-- Work to be completed --
Word for word, transcribe the material below from its first line to the line with "-98,6 +98,10 @@", both included.
----- Supplied entries
PR #53, opened 2017-11-23
Properly display timezone in `short_utc_fmt`

idanarye:
- UTC timezone will be displayed as 'Z'.
- Named timezone will be displayed with their name(e.g. 'IST')
- Nameless timezones will be displayed with their offset(e.g. '+02:00')

### DIFF
--- a/easypy/timezone.py
+++ b/easypy/timezone.py
@@ -98,6 +98,10 @@ def parse_isoformat(source):
         return timestamp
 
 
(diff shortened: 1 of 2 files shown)


idanarye:
We need this for https://wekaio.atlassian.net/browse/WEKAPP-50186

koreno:
Aren't there other packages to deal with all this? `dateutils`?... feels like easypy isn't the ultimate place for all this...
----------
-- Answer to this problem --
PR #53, opened 2017-11-23
Properly display timezone in `short_utc_fmt`

idanarye:
- UTC timezone will be displayed as 'Z'.
- Named timezone will be displayed with their name(e.g. 'IST')
- Nameless timezones will be displayed with their offset(e.g. '+02:00')

### DIFF
--- a/easypy/timezone.py
+++ b/easypy/timezone.py
@@ -98,6 +98,10 @@ def parse_isoformat(source):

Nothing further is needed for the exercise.